Senate debates
Tuesday, 14 February 2017
Questions without Notice
Renewable Energy
2:22 pm
Simon Birmingham (SA, Liberal Party, Minister for Education and Training) Share this | Hansard source
I thank Senator Fawcett for his question. Of course he is interested, as am I, in energy security in our home state of South Australia. As Senator Fawcett would well know, last Wednesday at least 40,000 households and businesses in Adelaide lost power. This was at a time when South Australia had insufficient electricity generation within the state, as we were supplying only two and a half per cent of demand, due to low-wind conditions. The wholesale electricity spot price in South Australia, which had been averaging about $100 per megawatt hour, was regularly hitting the market cap of $14,000 per megawatt hour. The Australian Energy Market Operator is investigating this incident and will provide its report to the government shortly.
But of course this outage follows numerous other incidents, over months and years, of blackouts and brownouts. In particular, there was the state-wide blackout on 28 September, and there were further blackouts in December affecting some 200,000 customers, and others in recent months.

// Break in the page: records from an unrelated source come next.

PR #1894, opened 2022-04-26
Use refund TX to calculate payout in projection

luckysori:
Although exceedingly rare, a CFD's payout can come from a refund transaction

### DIFF
--- a/daemon/src/projection.rs
+++ b/daemon/src/projection.rs
@@ -261,11 +261,7 @@ impl Aggregated {
         }
 
         let tx = self.cet.or(self.timelocked_cet)?;
-        let dlc = self
-            .latest_dlc
-            .as_ref()
-            .expect("dlc to be present when we have a cet");
-        let script = dlc.script_pubkey_for(role);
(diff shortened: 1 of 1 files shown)


daemon/src/projection.rs
```diff
@@ -252,6 +255,11 @@ impl Aggregated {
             return Some(extract_payout_amount(tx, script));
         }
 
+        if let Some(tx) = self.refund_tx {
+            let script = self.latest_dlc?.script_pubkey_for(role);
+            return Some(extract_payout_amount(tx, script));
+        }
+
         let tx = self.cet.or(self.timelocked_cet)?;
         let dlc = self
```
da-kami: Could change below `.expect("dlc to be present when we have a cet");` to be just `?` as well I suppose.

da-kami (approved):

daemon/src/projection.rs
luckysori: Done: https://github.com/itchysats/itchysats/pull/1894/commits/613cb3c6c4737c5df1403bc16602af75d2ddfb11.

The state-wide blackout was estimated to cost South Australian businesses some $367 million. It particularly affected significant industrial operators, like BHP's Olympic Dam, Arrium at Whyalla and Nyrstar at Point Pirie. It affected manufacturers, like Michell Wool, who identified a $300,000 rise in the contract price of electricity—and, as they said last week, 'We've shut down two or three times; it was cheaper than paying the power bill'. It affected small businesses, like franchisees of a Royal Copenhagen business at Henley Square, who said, 'We're losing ice-cream hand over fist as soon as the power goes off'.
It does not matter if it is a small business, a big business, a pensioner or a student—everybody in South Australia is suffering as a result of this mismanagement of the electricity market in South Australia, the lack of generation capacity and the instability that has been created in that market.